Berlinale 2020: Hong Sang-soo's Options for Womanhood

Kim Min-hee returns to star in "The Woman Who Ran," in which she encounters three women each living different romantic lives.
Daniel Kasman

The Woman Who Ran

The Woman Who Ran, the title of Hong Sang-soo’s new picture, refers to a woman who disappeared from her family, especially leaving her daughter distraught. This mother is never referred to again, but the possibility—that of a woman leaving her life behind—gently haunts the entire picture. This is because this title could also refer to the film’s ostensible heroine, Gamhee (Kim Min-hee): In three separate episodes, she visits or meets female friends and claims to be away from her husband for the first time in five years. “He says that people in love should always stick together,” she says to each woman, in a repetition familiar to the work of this South Korean relationship surrealist. Stepping out of her marriage into the bubbles of other lives, she casually surveys the realm of a divorcee, a single thirty-something, and the woman who married Gamhee’s high school boyfriend. Across these episodes, each typically lackadaisical and wry in the manner well-known of the filmmaker, she discovers alternate paths she could have taken, other women she could be.

Despite being the heroine of each of these stories (like Isabelle Huppert throughout In Another Country), Kim’s role is mostly that of an observer, like her character in Hong’s Grass, watching the world’s drama before her. She is never in a place of decision-making or agency, and instead the film should be taken as several reveries she has when pondering her place settled in life. Certainly the spare hints of her marriage seem tepid at best: When asked if she loves her husband, she remarks that “it’s nothing you can prove.” In the first episode, the divorcee (Seo Younghwa) sticks to gardening on the city’s outskirts, has given up meat, has a female roommate, and hopes for her ex’s failure. When her roommate (Lee Eunmi) encounters an obstinate and rude male neighbor, who insists the women stop feeding local cats, he is taken to task for his small-mindedness. (This scene, a comic highlight of the film, is rippled with Hong’s gloriously uncomfortable social awkwardness, and climaxes on one of the finest appearances of a cat in cinema, prompting spontaneous applause and delight from my audience.) In the second episode, the single woman (Song Seonmi) berates a man she slept with for being a stalker; when asked why she slept with him the first time they met, she remarks, “I thought about it, and just did it.” She lives in an architecturally beautiful city apartment and pines for the poet who lives above her.

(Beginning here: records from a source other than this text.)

PR #962, opened 2026-06-04
Update size of some persistent data types

gonzaponte:
Due to the large number of reconstructed peaks, sometimes our counters surpass the maximum values for 8-bit unsigned integers. This PR promotes these counters to 16-bit uints, which should be enough in practice. Moreover, we add some overflow protection to avoid related issues that were silently going through before the update to python 3.13 (#955).

### DIFF
--- a/invisible_cities/core/core_functions.py
+++ b/invisible_cities/core/core_functions.py
@@ -4,11 +4,13 @@ This module includes utility functions.
 """
 import time
 from contextlib import contextmanager
+from warnings    import warn
 
 import numpy as np
 
 from typing import Sequence
 from typing import Tuple
+from typing import Union
 
 from ..types.symbols import NormMode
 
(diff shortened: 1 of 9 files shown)


jwaiton:
The overflow protection is nice, but shouldn't there be some warning that the user has reached the overflow limit? Having a bunch of peaks/sensor numbers with the same value may not be clear enough to the end user that they reached the int 16 bit limit.

gonzaponte:
That's reasonable, yes.

jwaiton (approved):
This PR increases the memory allocation for `peak` and `nsipm` from `UInt8Col` to `UInt16Col`, increasing the maximal value from 255 to 65535! 

Hopefully further increases wont be an issue for a while, and if it is, the user will be warned with the overflow checker also implemented in this PR.

Great work :)

PR #1639, opened 2024-10-16
Recommend 3rd-party libraries

alexandratran:
# Description

Update wording on intro/connect pages to recommend third-party libraries for multi-wallet support.

## Preview

https://metamask-docs-6506mlvs9-metamask-web.vercel.app/wallet/

## Checklist


joaniefromtheblock (approved):
LGTM. Apologies. I am not sure why the Trivy/Run check is failing

httpJunkie (approved):
I fell that the updates are fine and do clarify our current suggestions for connecting to multiple wallets. I can see this page changing in the future if we have our own multi-wallet connector. But it looks good text-wise. I worry that having similar information about third part libraries on both pages is actually ok in it's current form as we briefly mention it on the introduction and cover it a bit more on the connection pages.

I like how we have the note about SDK only detecting MetaMask and then we go directly into the Third Party libs page.

PR #1719, opened 2024-11-07
Remove POW methods.

bgravenorst:
# Description

Removed the POW-related Linea methods. In some cases like `eth_getWork`, `eth_submitWork`, or `eth_protocolVersion` the methods display a `the method [methodName] does not exist/is not available` error

However some like the `eth_getUncle*` methods or `eth_hashRate` method will run but not return any logical result.

See: https://github.com/Consensys/butterfly/pull/17/files

## Checklist

- [x] If this PR contains a major change to the documentation content, I have added an entry to the top of the ["What's new?"](https://github.com/MetaMask/metamask-docs/blob/main/docs/whats-new.md) page.
- [x] The proposed changes have been reviewed and approved by a member of the documentation team.


alexandratran (commented):
Should we also remove `eth_accounts`?

bgravenorst:
> Should we also remove `eth_accounts`?

I think we need some clarification on some of these methods (perhaps as part of a future PR). `eth_accounts` is not a PoW-only function so we need to figure out how we document this in the future.

alexandratran (approved):

PR #1756, opened 2024-11-29
fix(faucet): hide login flow for mobile devices

TrofimovAnton85:
## Description

- hidden login flow for mobile devices and added the corresponding message

## Test

- on the desktop, go to the **/developer-tools/faucet/** and check the login button is available in the navigation bar and on the page
- check this page on a mobile device (or emulation mode in the web inspector - in this case, reload the page) and check that the button is hidden and there is a message

Screenshot 2024-11-29 at 15 19 22

Screenshot 2024-11-29 at 15 17 38

### DIFF
--- a/package-lock.json
+++ b/package-lock.json
@@ -42,6 +42,7 @@
         "prism-react-renderer": "^2.1.0",
         "react": "^18.0.0",
         "react-alert": "^7.0.3",
+        "react-device-detect": "^2.2.3",
         "react-dom": "^18.0.0",
         "react-dropdown-select": "^4.11.2",
         "react-modal": "^3.16.1",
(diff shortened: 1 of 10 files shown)


AndyMBridges:
Hey @TrofimovAnton85 - Instead of using `react-device-detect` can we just hook into the `isExtensionActive` - if false, then display the message?

AndyMBridges (changes requested):
Hey @TrofimovAnton85 - Instead of using react-device-detect can we just hook into the isExtensionActive - if false, then display the message?

TrofimovAnton85:
> Hey @TrofimovAnton85 - Instead of importing `react-device-detect`, can we use any of our existing logic?

Hey! Thanks!
Fixed & committed!

PR #1818, opened 2025-01-18
Update link format 

Vikt0rPavlik:
Update link format in run-devnet.md

Changed in wallet/how-to/run-devnet.md:
Old: [nonce] (send-transactions.md#nonce)
New: [nonce] (/send-transactions.md#nonce)

Added leading forward slash to fix internal documentation link path and maintain consistency with MetaMask's documentation system.


alexandratran:
Relative links don't need a leading slash when you are linking to a file in the same directory. This link is working correctly already.

PR #1825, opened 2025-01-20
Fix testnet name: 'Polygon Amoy' → 'Polygon Mumbai'

Guayaba221:
Because the official Polygon testnet is called “Mumbai,” not “Amoy.”


bgravenorst:
Thanks for your contribution, however Polygon Mumbai was deprecated last year, see https://polygon.technology/blog/introducing-the-amoy-testnet-for-polygon-pos.

PR #2096, opened 2025-06-18
Ensure descriptions appear correctly.

### LINKED ISSUE #2089: Fix Description handling in OpenRPC component
Description handling needs to be updated to handle multiple levels in the spec.
For example, descriptions exist for [`eth_feeHistory`](https://docs.metamask.io/wallet/reference/json-rpc-methods/eth_feehistory/) but are not being displayed.

bgravenorst:
# Description
Preserve parameter descriptions when resolving schema references

## Problem

Parameter descriptions were not displaying correctly when parameters used schema references (`$ref`). Instead of showing the parameter-specific descriptions, the parser was displaying the generic schema titles from the referenced components.

## Root Cause

The `resolveRef` function in `RenderParams.tsx` was losing the original parameter's description when resolving schema references. When a parameter had a `$ref` schema, the function would:

1. Resolve the reference to get the target schema
2. Call `renderSchema` with only the resolved schema
3. **Lose the original parameter's description** in the process

## Solution

Modified the `resolveRef` function to preserve the original parameter's description when resolving references:

## Testing
Ensure descriptions are now displaying for methods like `eth_decrypt`, `eth_feeHistory` `eth_getEncryptionPublicKey`.
Ensure we still fallback to the types `title` when descriptions are absent.

## Fixes
Fixes #2089 

## Checklist

- [x] If this PR contains a major change to the documentation content, I have added an entry to the top of the ["What's new?"](https://github.com/MetaMask/metamask-docs/blob/main/docs/whats-new.md) page.
- [x] The proposed changes have been reviewed and approved by a member of the documentation team.


alexandratran (approved):
LGTM

PR #2103, opened 2025-06-18
Upgrade Docusaurus and minor fixes

alexandratran:
# Description

- Upgrade Docusaurus
- Ignore recurring lint code base error
- Update DTK tagline
- Add scroll padding so sticky product banner doesn't obscure headings
- Fix scroll issue for anchor links
- Fix CSS selector for announcement bar

## Fixes
#2092 

## Preview

https://metamask-docs-3tssqpuip-consensys-ddffed67.vercel.app/

## Checklist

Complete this checklist before merging your PR:

- [ ] If this PR contains a major change to the documentation content, I have added an entry to the top of the ["What's new?"](https://github.com/MetaMask/metamask-docs/blob/main/docs/whats-new.md) page.
- [ ] The proposed changes have been reviewed and approved by a member of the documentation team.

PR #2104, opened 2025-06-18
Fix scrolling issue breaking navigation on certain pages.

bgravenorst:
# Description

The right sidebar Table of Contents (TOC) links were not working properly on some pages. When users clicked on TOC links, the page would scroll to the correct section but then immediately jump back to the top, making navigation unusable.

## Root Cause
The issue was in `src/client/scroll-fix.js` where an overly aggressive `window.scrollTo(0, 0)` call was resetting the page scroll position after every route change. This interfered with:

- TOC anchor link navigation
- Direct anchor link navigation  
- User's intended scroll position

## Solution
Removed the `window.scrollTo(0, 0)` call from the scroll-fix logic while preserving the intended sidebar visibility functionality.

## Checklist


bgravenorst:
Fixed in #2103

PR #2158, opened 2025-07-18
fix `to` field in redeem delegations guide

### LINKED ISSUE #2082: to field in sendUserOperation() is incorrect in Quick Start example
## Description:

In the **Quick Start** section of the MetaMask Delegation Toolkit docs, the `sendUserOperation()` call sets the `to` field to the delegate's smart account address:

```js
  to: delegateSmartAccount.address
```

However, this is **incorrect** for a `redeemDelegation()` call. The correct `to` value should be the **delegator's smart account address** — the account that originally signed the delegation and will validate the `UserOperation` via `validateUserOp`.

This is properly shown later in the documentation under the **Redeem a delegation** section:

```js
  to: "<DELEGATOR-SMART-ACCOUNT-ADDRESS>"
```

## Issue:

Using the delegate's address causes the `UserOperation` to fail, often with no clear error unless debugged deeply. The delegation signature isn't validated on the delegate’s account, which leads to invalid operations.

## Fix:

Update the **Quick Start** example to use the **delegator's** address:

```js
  to: delegatorSmartAccount.address
```

## Impact:

Anyone following the **Quick Start** example verbatim will encounter failures during broadcast, especially when using `redeemDelegations()` logic. This discrepancy adds friction for developers and could be avoided with a small correction.

alexandratran:
# Description

Fix `to` field in the Redeem delegations guide to make it consistent with the quickstart.

## Issue(s) fixed

Fixes #2082 

## Checklist


delegation-toolkit/get-started/delegation-quickstart.md
```diff
@@ -146,7 +146,7 @@ const userOperationHash = await bundlerClient.sendUserOperation({
   account: delegateSmartAccount,
   calls: [
     {
-      to: delegateSmartAccount.address,
+      to: delegatorSmartAccount.address,
```
AyushBherwani1998: I'm not actually sure if we should document delegatorSmartAccount. It assumes the delegatorSmartAccount will be present always which is not the case, if the delegations are stored, or if delegations are used in different environment to redeem like server, it won't stand true. Hence it was using delegateSmartAccount.address. Maybe we should change the documentation for redeemDelegation rather than quickstart. WDYT?

alexandratran: If we keep `delegateSmartAccount` here, what about the issue stated in #2082?
> Using the delegate's address causes the `UserOperation` to fail, often with no clear error unless debugged deeply. The delegation signature isn't validated on the delegate’s account, which leads to invalid operations.

AyushBherwani1998: It should work fine, when `redeemDelegations` is called on Smart Account, it just works as a proxy for delegation manager. So all the calls are passed and processed by Delegation manager.

alexandratran: Ok, I've switched to updating the Redeem delegation guide instead, lmk if this is correct.

AyushBherwani1998 (approved):
LGTM

PR #3056, opened 2026-09-14
Give each chain its own social banner

yashovardhan:
## Summary

Chain pages under `connect-blockchain/` set an `image:` frontmatter that Docusaurus emits as `og:image`, so a wrong or missing value is exactly what people see when they share a link. An audit of every page in that tree turned up four distinct problems:

- **Wrong chain.** Arc and Monad were each copied from the Ethereum page and kept Ethereum's banner, across all of their pages. The live Arc page still serves `banners/ethereum.png`.
- **Missing file.** Seven chains referenced a banner that was never added, so the preview 404s: `base`, `bnb`, `astar-zkevm`, `astar-zkyoto`, `neon`, `nibiru`, `opbnb`.
- **Stale path.** `other/ton.mdx` pointed at a `guides/` prefix that doesn't resolve.
- **Inconsistent.** The Unity pages for Ethereum and Solana used the generic Unity banner, while all 44 other chains use their own chain banner there.

Every page under `connect-blockchain/` now resolves to a banner that exists and belongs to that chain.

## How the new banners were made

The eight new PNGs match the existing 756x350 template rather than approximating it. The template was recovered from the 76 banners already in the repo: a horizontal sRGB gradient from `#68A2FF` to a chain accent, the Web3Auth mark in a 144px disc at (247, 175), the MetaMask wordmark at x 337-418, and the chain logo in a 144px disc at (509, 175).

Regressing each pixel against its background gradient across all existing banners separates the fixed chrome's coverage from its colour exactly. The accent rule fell out of the same data: keep the logo's hue and saturation, lift lightness to about 0.70. Regenerating already-shipped banners from scratch reproduces them to within roughly 3/255 mean per-pixel error, which is the evidence that the reconstruction is faithful rather than merely close.

Chain logos come from `static/logos/`. Monad's only exists as SVG, so its path was flattened to a bitmap.

## Two judgement calls worth reviewing

- **opBNB** has no mark of its own anywhere in the repo. Its pages share the BNB banner. That is BNB Chain's mark rather than opBNB's, so it is accurate as to ecosystem but not as to the specific network. It replaces a state where the link had no chain branding at all.
- **astar-zkyoto** reuses the Astar zkEVM mark, since zKyoto is that network's testnet.

Both should be swapped out if design supplies dedicated artwork.

## Test plan

- [ ] Preview locally with `npm start` and confirm the new banners render at the expected size and contrast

In the third episode, Gamhee is attending a film screening and bumps into a woman (Kim Saebyuk) who is awkward and at pains to apologize: She is now married to a man Gamhee once dated. All forgiven, the woman laments her spouse’s ego, his talkativeness, his repetitiveness (a sly wink to Hong’s cinema), and how he’s changed since high school—for the worse. Finally, Gamhee herself runs into a man, this old flame, another path her life could have taken: “I feel comfortable,” she says to the awkward man, “you’re uncomfortable.” Earlier in the picture, the vegetarian divorcee tries to explain away Gamhee’s craving for meat but desire to give it up: “Our minds and bodies are totally separate.” This remark perhaps unlocks the whole picture: Gamhee is a woman whose mind has run where her body cannot, and imagines a world without her husband. The film, as light and off-hand as it frequently seems—especially the second and weakest episode—thus throughout has a pensive aura. It proposes a world with no dead ends, but certainly three possibilities of melancholy.